▸ **What you are asked to do**
Copy each line of the following data that contains "ResourceMetricsRef".

*** Opening Provided data ***

PR #2916, opened 2025-04-08
fix: Cardinality overflow to use bool value instead of string

### LINKED ISSUE #2878: [Bug]: Cardinality overflow metric should use a boolean value rather than a string

cijothomas:
Fixes #2878

### DIFF
--- a/opentelemetry-sdk/src/metrics/mod.rs
+++ b/opentelemetry-sdk/src/metrics/mod.rs
@@ -2833,9 +2833,7 @@ mod tests {
         })
     }
 
-    fn find_overflow_sum_datapoint<'a, T>(
-        data_points: &'a [SumDataPoint<T>],
-    ) -> Option<&'a SumDataPoint<T>> {
+    fn find_overflow_sum_datapoint<T>(data_points: &[SumDataPoint<T>]) -> Option<&SumDataPoint<T>> {
         data_points.iter().find(|&datapoint| {
             datapoint.attributes.iter().any(|kv| {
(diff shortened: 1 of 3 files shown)


opentelemetry-sdk/src/metrics/mod.rs
```diff
@@ -2838,6 +2833,16 @@ mod tests {
         })
     }
 
+    fn find_overflow_sum_datapoint<'a, T>(
+        data_points: &'a [SumDataPoint<T>],
```
utpilla, line 2837: There is a lint error asking to remove lifetime annotations here.

Issue #2917, opened 2025-04-08
MetricReader redesign


cijothomas:
MetricReader is an important aspect of the OTel Metric Specification. It is currently part of the public API in OTel Rust, though it is rarely required by end users to directly deal with MetricReaders. (100% of examples in the repo - no need of learning about MetricReader at all, as it is handled transparently)

The design of MetricReader has some challenges, especially in locking the Public API. Opening an issue to track improvements to the same.
Few items from top of mind:
1. Consult OTel TC/GC to get an exemption from having to build Prometheus Exporter in this repo. While we already deprioritized it, we need an official blessing to remove it completely. The "pull" model used by Prometheus has some design challenges, and if we can avoid that, it'll make MetricReader design a lot more simple.
2. See if there is any issue marking MetricReader under an experimental feature, allowing us to make breaking changes to it in the future. If this is feasible, this can unblock the stable release of Metrics Sdk.
3. See if it is possible to mark 2 methods in MetricReader trait as experimental. (Collect, register_pipeline are the ones questionable.) This is a smaller version of 2 from above.

I don't expect any disruption to end-users as they don't really have a need to deal with MetricReader. Ability to write custom MetricExporters will be continued as is. 

cc: @fraillt

fraillt:
I would also want to emphasis that with current `MetricReader` design we're not able to make some changes to `PushMetricExporter` (e.g. add `set_resource(&mut self, ...)`, to make all exporters more consistent).

cijothomas:
Questionable APIs are now moved to experimental_feature flags, and that is the extent of what we plan for the coming release.

PR #2921, opened 2025-04-09
refactor: PushMetricExporter interface

fraillt:
## Changes

Changed `PushMetricExporer::export` signature. `fn export(&self, metrics: ResourceMetricsRef<'_>) -> ...`. It is very similar to `LogExporter::export`, with one key difference: I do not expose `iter()` method on items (metrics) (to create iterator), but directly provide Iterator over data. This means, that it's only possible to iterate everything once.
However, since I implement standard `Iterator` trait we still need to have all the items stored somewhere, so I'm not sure how much we can optimize internal implementation...

If I would change `Iterator` to [LendingIterator](https://blog.rust-lang.org/2022/10/28/gats-stabilization.html#what-are-gats), it would be possible to collect/export all metrics without any memory allocation at all!

So I have few questions for this PR:
* Do we want to be able to implement collect/export without memory allocation (e.g. have one `Metric` instance on the stack (iterator itself) ?)
* Regarding naming... if we optimize internal implementation it might be that `ResourceMetrics` and `ScopeMetrics` will not be present anymore, so I could use these names here (it sounds better than `ResourceMetricRef`...). In general, any suggestion for better naming is welcome :)

P.S. I wasn't able to provide `set_resource(&mut self, resource: &Resource)` on the `PushMetricExporter` (without making `PeriodicReader` very inefficient, and disabling async version of it) before MetricReader is refactored/improved #2917.

### DIFF
--- a/opentelemetry-otlp/src/exporter/http/metrics.rs
+++ b/opentelemetry-otlp/src/exporter/http/metrics.rs
@@ -4,12 +4,12 @@ use crate::metric::MetricsClient;
 use http::{header::CONTENT_TYPE, Method};
 use opentelemetry::otel_debug;
 use opentelemetry_sdk::error::{OTelSdkError, OTelSdkResult};
-use opentelemetry_sdk::metrics::exporter::ResourceMetricsRef;
+use opentelemetry_sdk::metrics::exporter::ResourceMetrics;
 
 use super::OtlpHttpClient;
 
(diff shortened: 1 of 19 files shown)


fraillt:
This PR contains is a bit old and contains too many code changes, so it's hard to review.
The essence of this PR is moved into #2957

*** Closing Provided data ***

▸ **Response box**
Changed `PushMetricExporer::export` signature. `fn export(&self, metrics: ResourceMetricsRef<'_>) -> ...`. It is very similar to `LogExporter::export`, with one key difference: I do not expose `iter()` method on items (metrics) (to create iterator), but directly provide Iterator over data. This means, that it's only possible to iterate everything once.
-use opentelemetry_sdk::metrics::exporter::ResourceMetricsRef;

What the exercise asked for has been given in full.